The A’s have won four games in a row, three of them in extra innings. They’ve hit four homers in the last three, for the first time in club history. They’ve won seven straight series, including three over teams leading their divisions. Matt Chapman is sixth in the league in wins above replacement. They currently sit 1.5 games behind Seattle for the second Wild-Card spot, 6.5 games behind the Yankees for the first, and 7.5 behind Houston for the division crown. They’ve gained seven games on the Mariners in the past 22 days; their 25-7 record since June 16 is the best in the majors; 16 of those wins have been comebacks. Things are getting weird in Oakland.
Last night brought perhaps the weirdest chapter yet. Down 10-2 to the Rangers going into the seventh, the A’s put up three in the seventh, four in the eighth, and one in the ninth to tie it up, then tacked on three more in the 10th to win it. Starting pitcher Frankie Montas, fresh off the plane from a stop in Triple-A, gave up four runs, his replacement Ryan Buchter sacrificed another five on a mere 26 pitches, and somehow Oakland still couldn’t manage to lose.

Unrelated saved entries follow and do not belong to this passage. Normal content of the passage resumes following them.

PR #13726, opened 2026-07-22
feat: support http_method and http_req_body in active health checks

AlinsRan:
### Description

The active health-check probe is currently hard-coded to a bodyless `GET`. This PR bumps `lua-resty-healthcheck-api7` to `3.2.3` and exposes two new fields on `upstream.checks.active` so a probe can be sent as any HTTP method with a request body:

- `http_method` — default `GET`
- `http_req_body` — default `""`; a non-empty body adds a matching `Content-Length` header

This lets an upstream be probed with a real request instead of a bare GET — for example, health-checking an LLM provider through `ai-proxy-multi` with an actual chat-completion `POST` body.

Defaults keep the previous `GET`-without-body behavior, so it is backward compatible.

### Changes

- `apisix-master-0.rockspec`: `lua-resty-healthcheck-api7` `3.2.2-0` → `3.2.3-0`
- `apisix/schema_def.lua`: add `http_method` / `http_req_body` to `health_checker_active` (moved `method_schema` up so the enum can be reused)
- `docs/.../health-check.md`: document the two fields
- `t/plugin/ai-proxy-multi3.t`: add a test that configures a POST-body probe and asserts the target receives the expected method / headers / body
- `t/plugin/ai-proxy-vertex-ai.t`: 3.2.3 changed the probe debug log label from `request head:` to `request:`; update the assertion

### Notes

`3.2.3` is a backward-compatible superset of `3.2.2` (the probe request is byte-identical for the default GET-without-body case; the only behavioral change for existing users is the debug log label).


nic-6443 (approved):

shreemaan-abhishek (approved):

membphis (approved):
LGTM

PR #13729, opened 2026-07-23
fix(admin): encrypt only after successful validation

shreemaan-abhishek:
### Description

`resource.check_conf` calls the per-resource `encrypt_conf` hook **before** checking whether `self.checker(...)` succeeded. For invalid input, the encryption hooks therefore run against unvalidated structures: for example, a non-object `plugins` value reaches `pairs(plugins_conf)` in `admin/plugins.lua` and raises a Lua error, turning a clean **400** schema-validation error into a **500**.

This moves the `encrypt_conf` call below the `if not ok then return` so encryption runs only on validated config (invalid configs are never persisted anyway).

Also drops the `plugin_object.check_schema` gate in `plugin_metadata.encrypt_conf`: `plugin.encrypt_conf` derives fields from `metadata_schema.encrypt_fields` and does not need a custom validator, so a plugin that validates via `core.schema.check` would otherwise skip encryption and persist its metadata secret in plaintext.

Both were introduced in #12603.

### Tests

New `t/admin/encrypt-after-validation.t`:
- a non-object `plugins` value now returns **400** (previously a 500 from `bad argument #1 to 'pairs' (table expected, got string)`);
- a valid consumer with a `key-auth` secret is still stored as ciphertext at rest when `data_encryption` is enabled, confirming encryption still runs on the success path.

### Checklist

- [x] I have updated the documentation to reflect this change (N/A - no user-facing behavior/doc change)
- [x] I have verified that the code passes the existing lint (`luacheck`)

### DIFF
--- a/apisix/admin/plugin_metadata.lua
+++ b/apisix/admin/plugin_metadata.lua
@@ -94,7 +94,10 @@ local function encrypt_conf(plugin_name, conf)
     inject_metadata_schema(plugin_object)
 
     local schema = plugin_object.metadata_schema
-    if schema['$comment'] ~= injected_mark and plugin_object.check_schema then
+    -- encrypt whenever the plugin has a real metadata schema; do not gate on
+    -- check_schema, or a plugin that validates via core.schema.check would leak
+    -- its metadata encrypt_fields in plaintext
+    if schema['$comment'] ~= injected_mark then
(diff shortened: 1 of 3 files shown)


nic-6443 (approved):

membphis (approved):
LGTM

AlinsRan (approved):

A’s fans weren’t expecting this, to say the least. When Kendall Graveman, the team’s opening day starter, had a disastrous start to the season and then hit the DL—he announced yesterday he would undergo Tommy John surgery, putting him out until September 2019 at the earliest—it didn’t seem to matter too much. This was a rebuilding season. When Sean Manaea threw a no-hitter against the Red Sox in April, I personally called him a “bright spot on an otherwise mediocre A’s squad.”

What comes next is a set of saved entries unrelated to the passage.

PR #13735, opened 2026-07-23
feat(ai-aws-content-moderation): moderate LLM responses, including streams

shreemaan-abhishek:
### Description

`ai-aws-content-moderation` only moderated requests, while its sibling `ai-aliyun-content-moderation` moderates both directions. AWS Comprehend `DetectToxicContent` scores response text just as well, so this was a plugin gap rather than an API limitation. It builds on #13647, which moved the plugin to the `access` phase with protocol-aware content extraction.

**What changed** — a new `check_response` option plus a `lua_body_filter`:

| Case | Behavior |
|---|---|
| non-streaming (`ai_chat`) | the assembled completion is moderated in one call; a hit returns `deny_code` with a provider-compatible refusal body |
| streaming, `stream_check_mode: realtime` | batches are moderated as they arrive, bounded by `stream_check_cache_size` (chars) and `stream_check_interval` (seconds); a hit replaces the rest of the stream with the refusal |
| streaming, `stream_check_mode: final_packet` (default) | the assembled response is moderated once and the last chunk's SSE data events are annotated with `risk_level` |

New schema fields: `check_response` (default `false`), `stream_check_mode` (default `final_packet`), `stream_check_cache_size` (default `128`), `stream_check_interval` (default `3`). All default to the previous behavior, so existing configurations are unaffected.

The verdict is published on `ctx.var.llm_content_risk_level` as `high` or `none`. Comprehend grades nothing, it only scores against the configured thresholds, so the verdict is binary; reusing the same ctx var the aliyun plugin sets keeps logging and downstream consumers uniform.

Deny reasons now name the side that tripped (`request body exceeds ...` / `response body exceeds ...`).

A Comprehend failure on the **response** side is logged and the content passes through: once bytes are on the wire there is no fail-closed option, and buffered responses behave the same way for consistency. This matches `ai-aliyun-content-moderation`. The request side is unchanged and still fails closed with a 500.

**Tests** — `t/plugin/ai-aws-content-moderation.t` TEST 18-30 cover non-streaming deny and pass-through, the provider-compatible deny body with a custom `deny_message` at the default `deny_code`, `check_response` off leaving a toxic response untouched, `final_packet` annotation, `realtime` cutting the stream off mid-flight, the upstream-error skip, and schema validation of the new fields. New fixtures live under `t/fixtures/aws/`. The Comprehend mock gained a fallback for free-form response text, since response content is not a fixture key; exact-key lookup still runs first, so every existing test is unchanged.

**Docs** — `docs/en/latest/plugins/ai-aws-content-moderation.md` updated with the new attributes and the response-moderation description.

# Checklist

### DIFF
--- a/apisix/plugins/ai-aws-content-moderation.lua
+++ b/apisix/plugins/ai-aws-content-moderation.lua
@@ -19,12 +19,14 @@ require("resty.aws.config") -- to read env vars before initing aws module
 local core      = require("apisix.core")
 local protocols = require("apisix.plugins.ai-protocols")
 local binding   = require("apisix.plugins.ai-protocols.binding")
+local sse       = require("apisix.plugins.ai-transport.sse")
 local aws       = require("resty.aws")
 local aws_instance
 
 local http = require("resty.http")
 
 local ngx     = ngx
+local ngx_ok  = ngx.OK
 local pairs   = pairs
 local unpack  = unpack
 local type    = type
@@ -73,6 +75,27 @@ local schema = {
             default = 0.5
         },
         check_request = { type = "boolean", default = true },
+        check_response = { type = "boolean", default = false },
+        stream_check_mode = {
+            type = "string",
+            enum = { "realtime", "final_packet" },
+            default = "final_packet",
+            description = "realtime: moderate batches while the response streams, replacing " ..
+                          "the rest of the stream on a hit | final_packet: moderate the " ..
+                          "assembled response and annotate the last chunk with risk_level.",
+        },
+        stream_check_cache_size = {
+            type = "integer",
+            minimum = 1,
+            default = 128,
+            description = "max characters per moderation batch in realtime mode",
+        },
+        stream_check_interval = {
+            type = "number",
+            minimum = 0.1,
+            default = 3,
+            description = "seconds between batch checks in realtime mode",
+        },
         deny_code = {
             type = "integer",
             minimum = 200,
@@ -103,10 +126,23 @@ function _M.check_schema(conf)
 end
 
 
+-- Comprehend scores content, it doesn't grade it, so the verdict is binary
+-- against the configured thresholds. Report it through the same ctx var the
+-- aliyun plugin uses so logging and downstream consumers stay uniform.
+local function set_risk_level(ctx, flagged)
+    if flagged then
+        ctx.var.llm_content_risk_level = "high"
+    elseif ctx.var.llm_content_risk_level ~= "high" then
+        ctx.var.llm_content_risk_level = "none"
+    end
+end
+
+
 -- Score content with AWS Comprehend detectToxicContent.
+-- `subject` names the moderated text in the deny reason ("request"/"response" body).
 -- Returns (reason, nil) when a category/toxicity threshold is exceeded,
 -- (nil, err) on a service error, and (nil, nil) when the content is clean.
-local function detect_toxic(conf, content)
+local function detect_toxic(conf, ctx, content, subject)
     local comprehend = conf.comprehend
 
     if not aws_instance then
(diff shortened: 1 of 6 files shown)


apisix/plugins/ai-aws-content-moderation.lua
```diff
@@ -257,4 +357,62 @@ function _M.access(conf, ctx)
...
+            ctx.aws_cm_response_moderated = true
+            moderate_response(ctx, conf, ctx.var.llm_response_text)
+        end
+        return nil, annotate_stream(ctx, body)
+    end
+
+    -- realtime: moderate batches as they arrive so a hit can cut the stream off
+    ctx.aws_cm_cache = ctx.aws_cm_cache or ""
+    ctx.aws_cm_cache = ctx.aws_cm_cache
+                       .. table.concat(ctx.llm_response_contents_in_chunk or {}, "")
```
AlinsRan, line 405: `ctx.llm_response_contents_in_chunk` is reset once per *upstream* chunk in `ai-providers/base.lua`, but when a converter is active that same loop calls `lua_response_filter` once per *converted* chunk. For an upstream chunk that yields N converted chunks, this line appends the identical text to `aws_cm_cache` N times: the batch sent to Comprehend contains duplicated content, and `stream_check_cache_size` trips N times sooner.

Nothing is missed, but the request volume scales with the converter's fan-out, which shows up as latency and billing on any cross-protocol route (e.g. Anthropic client over an OpenAI upstream).

`ai-aliyun-content-moderation` has the same shape, so this can be a separate fix — but it should be a conscious one rather than inherited.

apisix/plugins/ai-aws-content-moderation.lua
```diff
@@ -257,4 +357,62 @@ function _M.access(conf, ctx)
...
+    if ngx.status >= 400 then
+        core.log.info("skip response check because upstream returned error status: ", ngx.status)
+        return
+    end
+
+    local request_type = ctx.var.request_type
+
+    -- ai-proxy hands us the fully assembled completion, so one check covers it.
+    if request_type == "ai_chat" then
+        return moderate_response(ctx, conf, ctx.var.llm_response_text)
```
AlinsRan: On this path `moderate_response` swallows a Comprehend failure and lets the completion through. For streaming that is forced — bytes are already on the wire — but here the body has not been sent yet, so fail-closed is still reachable.

As written, `fail_mode: deny` applies to the request direction only, while the schema presents it as a plugin-wide setting. Either honour `fail_mode` for buffered responses, or document that it is request-side only; right now the option reads stricter than it behaves.

apisix/plugins/ai-aws-content-moderation.lua
shreemaan-abhishek: Good catch, confirmed. When a converter fans one upstream chunk into N downstream chunks, `lua_body_filter` runs N times and re-reads the same `llm_response_contents_in_chunk`, so the realtime cache double-counts and `stream_check_cache_size` trips early. Moderation still catches everything, but Comprehend request volume scales with fan-out. `ai-aliyun-content-moderation` has the same shape. Tracked in api7/api7-ee-3-gateway#2053 and will be fixed in a follow-up PR across both plugins and both repos.

apisix/plugins/ai-aws-content-moderation.lua
shreemaan-abhishek: Fixed in 1ca4d79bc. The buffered (non-streaming) response path now fails closed with a 500 on a Comprehend error, mirroring the request side, since the body has not been sent yet. Streaming stays best-effort by necessity (once bytes are on the wire the response cannot be blocked), and the docs now spell out both. I kept `fail_mode` as-is: it governs the unsupported-protocol / no-ai-proxy case, not moderation-service outages, so this is really a request/response asymmetry rather than `fail_mode` scope.

One note on syncing this to `ai-aliyun-content-moderation`: unlike AWS, aliyun already fails open on *both* directions on a service error, so it is internally symmetric. Making only its response side fail closed would introduce the reverse asymmetry, so I left it out of this change. Happy to align both plugins to fail-closed as a separate, deliberate decision if you prefer that.

AlinsRan (approved):

membphis (approved):
LGTM

guoqqqi (approved):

I’ve spent the past 20 years trying desperately to avoid getting my hopes up about the A’s. They’ve won a single playoff series during that time, in 2006, which they followed up by getting swept in the ALCS. They won 102 and 103 games in the height of the Moneyball years and lost 3-2 in both opening-round playoff series. The last time they were in the playoffs, in 2014, they were the ones giving up a string of unanswered runs and then losing in extras. And those teams, unlike the 2018 roster, had top-tier starting pitchers.
But for every justification I come up with for why I shouldn’t buy into this team, they counter with another thrilling win and another spate of dingers. There are 60 games left in the season. I’m hoping my heart can handle it.